With Silo’s Protocol Owned Liquidity, we can build the largest lending markets for stablecoins such as USDC, DAI, USDT, attracting risk-averse large depositors looking to earn high yield without having to share the risk with assets that could drain their deposits. There has never been a lower risk way for stablecoin holders to earn yield on their deposits. Protocol Owned Liquidity deposited in the Silos is not sitting idle but rather functions as operational capital, earning towards to the DAO’s treasury yield. For example, a billion dollars locked in certain Silos might yield around $5M a month for the treasury. The community then chooses how to use this yield, be it for further development of the project, providing new liquidity mining incentives, or other community-approved actions.

Funds Allocation

Funds raised in the auction will be allocated to two streams:

  • Protocol Owned Liquidity: Up to 85% of the funds will be locked in the DAO’s treasury and controlled by the community through governance.

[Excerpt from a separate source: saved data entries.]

PR #838, opened 2025-03-28
Roundtrip Graph imports

halvorlinder:
Requires https://github.com/EECS-NTNU/mlir_rvsdg/pull/8

Graph imports are reprsented by omega argument ops at the beginning of the omega block

### DIFF
--- a/jlm/mlir/backend/JlmToMlirConverter.cpp
+++ b/jlm/mlir/backend/JlmToMlirConverter.cpp
@@ -62,14 +62,25 @@ JlmToMlirConverter::Print(::mlir::rvsdg::OmegaNode & omega, const util::filepath
 ::mlir::rvsdg::OmegaNode
 JlmToMlirConverter::ConvertModule(const llvm::RvsdgModule & rvsdgModule)
 {
-  return ConvertOmega(rvsdgModule.Rvsdg());
-}
+  auto & graph = rvsdgModule.Rvsdg();
 
-::mlir::rvsdg::OmegaNode
-JlmToMlirConverter::ConvertOmega(const rvsdg::Graph & graph)
-{
   auto omega = Builder_->create<::mlir::rvsdg::OmegaNode>(Builder_->getUnknownLoc());
   auto & omegaBlock = omega.getRegion().emplaceBlock();
+
+  for (size_t i = 0; i < graph.GetRootRegion().narguments(); ++i)
+  {
+    auto arg = graph.GetRootRegion().argument(i);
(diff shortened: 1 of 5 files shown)


jlm/mlir/backend/JlmToMlirConverter.cpp
```diff
@@ -62,15 +62,27 @@ JlmToMlirConverter::Print(::mlir::rvsdg::OmegaNode & omega, const util::filepath
...
-::mlir::rvsdg::OmegaNode
-JlmToMlirConverter::ConvertOmega(const rvsdg::Graph & graph)
-{
   auto omega = Builder_->create<::mlir::rvsdg::OmegaNode>(Builder_->getUnknownLoc());
   auto & omegaBlock = omega.getRegion().emplaceBlock();
 
+  for (size_t i = 0; i < graph.GetRootRegion().narguments(); ++i)
+  {
+    auto arg = graph.GetRootRegion().argument(i);
+    auto imp = dynamic_cast<llvm::GraphImport *>(arg);
```
haved, line 73: Bruk `util::AssertedCast`

jlm/mlir/frontend/MlirToJlmConverter.cpp
```diff
@@ -37,14 +37,48 @@ MlirToJlmConverter::ReadAndConvertMlir(const util::filepath & filePath)
   {
     JLM_ASSERT("Parsing MLIR input file failed.");
   }
-  return ConvertMlir(block);
+  auto & topNode = block->front();
+  auto omegaNode = ::mlir::dyn_cast<::mlir::rvsdg::OmegaNode>(topNode);
+  return ConvertOmega(omegaNode);
```
haved, line 42: Why has this call to `ConvertMlir()` been replaced? Isn't the new code identical to the body of `ConvertMlir()`?

haved (changes requested):
I have some small suggestions for the code.

One question I have is if the GraphImports you create during MLIR->RVSDG can actually be used. During conversions of blocks, there is a
```cpp
std::unordered_map<::mlir::Operation *, rvsdg::Node *> operationsMap;
```
for mapping operations, but this map never gets the `OmagaArgument` and corresponding `GraphImport`s added. Since `GraphImport` is not a real node, but actually an `output*`, we might have to change how the mapping is implemented.

To summarize, I do not think `MlirToJlmConverter::GetConvertedInputs` is currently able to convert usage of `OmegaArguments`.

Or maybe I am not understanding something?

  • Development fund to cover operational expenses of Silo protocol such as payments to contributors, security services, infrastructure services and many others. A minimum of $2.5M and maximum of 15% of total funds raised will go to the development of the protocol, giving Silo an ample runway to keep developing the protocol. The development fund is a Gnosis multi-sig controlled by multiple members of the core team.

Token Allocation and Release

Last week, we introduced the Silo DAO. Over the next 4 years, 1B $SIL tokens will be minted without the possibility of future inflation. Here is an overview of how the tokens are allocated along with the release schedule:

Token Allocation

Only 10.2% of total token supply enter circulation in the first 6 months
  • Genesis Protocol-Owned Liquidity (10%) — Distributed in the public auction; claimable immediately after the auction

  • Community Treasury (45%) — Linear vesting for 3 years; controlled by the community through governance

  • Early Contributors (6.75%) — Linear vesting for 4 years with 6-month cliff starting after TGE

  • Founding Contributors (21.75%) — Linear vesting for 3 years with 6-month cliff starting after Token Generation Event (TGE)

  • Early Community Rewards (0.2%) — Airdropped to community members in January 2022

  • Early Investors & Early Advisors (6.30%) — Linear vesting for 2 years with 6-month lock starting after TGE

  • Future Contributors & Future Advisors (10%) — Linear vesting for 4 years with 1-year cliff starting after joining the DAO

Once the token auction is over, the initial circulating supply will consist only of the tokens sold in the public auction — which is 100 million tokens.

Seed Round

The Silo Team is pleased to announce that we recently closed a seed round from builders and angel investors in DeFi such as Joey Santoro from FEI Protocol, Sam Kazemian from Frax, Santiago R Santos, Ameen from Reflexer, Tyler Ward from BarnBridge, Regan Bozman from Lattice, Sherwin Lee and Keith from PSP Soteria, AiRTX from 0xVentures, Don Ho and Quantstamp, Emile from XDEFI, ShapeShift DAO, and others. We believe such important figures in Defi will offer guidance and support along the way that will prove beneficial to the growth and evolution of the Silo DAO.